A look at how Internet-age companies are partnering with AI startups for (1) research, (2) distribution, and (3) hardware.
Why? Because large companies can’t innovate the way startups can.
Slow product cycles from layers of bureaucracy
Extreme reputation risk (when things inevitably go wrong)
Disruption to existing business models (e.g., Search)
Distribution to a small but important new audience (e.g., LLM builders)
Incentives to make risky bets (e.g., startup equity)
Research
While all these companies have research organizations (Google researchers wrote the Transformers paper), there’s an inherent risk to productionizing these models. They could output incorrect, biased, or otherwise damaging information. They might train on the wrong data or bring up privacy concerns (a death sentence for companies already under intense public scrutiny). The startups gain some proprietary distribution for their models, but most importantly, access to the hardware and cloud resources they need to train foundational models.
Distribution
Distribution is all you need (right?). These companies defined distribution, so why would they need partners? While the field is still nascent, it’s essential to get the technology into the hands of the right people. That means (1) developers, (2) startups building the next big thing (3) and data scientists and machine learning practitioners. Startups that are hyper-focused on creating a dense community of these personas can beat the hyper-scaled companies that have to do everything. The partners can then access the foundational models and state-of-the-art research (e.g., OpenAI Codex / GitHub Copilot) to build differentiated products.
Hardware
Right now, access to GPUs is scarce. Startups fight to request quota on the cloud providers (and others, building their own data centers). At the lowest level, many of these models are tightly coupled to the underlying hardware, and I believe we’ll only see more application-specific chips (read: transformer-optimized architectures). Cloud hyper-scalers have started building this ability over the last few years, and Google and Apple have done so via chips for mobile. Even Meta has built out this capability with its partnerships in VR headsets. For what it’s worth, Meta has also worked to abstract the underlying GPUs (re: commoditize) out of PyTorch.

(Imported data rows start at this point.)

PR #216, opened 2026-04-10
fix(show-confirm-dialog): eliminate react-dom/client build error on R…

smarcet:
ref: https://app.clickup.com/t/86b94xa4t

## Summary by CodeRabbit

* **New Features**
  * Added a global confirm-dialog component to manage and display confirmation dialogs consistently.

* **Behavior**
  * Dialog lifecycle now delegates to the global component, improving promise resolution and sequential dialog handling.

* **Tests**
  * Added comprehensive tests covering dialog display, confirm/cancel resolution, custom labels/colors, and multiple sequential dialogs.

* **Chores**
  * Updated version to 5.0.8-beta.3.


santipalenque (commented):
@smarcet this works but I think we overthinking this solution, there is no reason why we can just put the GlobalDialog component in <App /> so it renders always, and trigger the show/hide with a context solution. I think there is no good reason to spawn the dialog component and kill it every time we use it

src/components/mui/showConfirmDialog.js
```diff
@@ -11,27 +11,49 @@
...
-    // so consuming projects on React 16/17 won't get a "Module not found" error.
-    const mod = await import(/* webpackIgnore: true */ "react-dom/client");
-    createRootFn = mod.createRoot || null;
-  } catch (_) {
-    createRootFn = null;
-  }
-  return createRootFn;
-}
+// Module-level bridge: holds the callback registered by GlobalConfirmDialog
+let bridgeFn = null;
```
santipalenque: I guess this works, but I think the standard way in react would be to have a hook with a ref so that it keeps the value and can be used on client and in Dialog

santipalenque (approved):

tomrndom (approved):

I left NVIDIA out of this, as it seems like they aren’t restricting themselves to a single cloud provider and are even moving up the stack via open-source.
Hey Matt, great post as always. I would like to know your thoughts on model defensibility. Right now, it seems everyone is focused on creating InstructGPT like responses via finetuning open source models and I am curious whether you think it's a fad or something that can actually threaten proprietary models.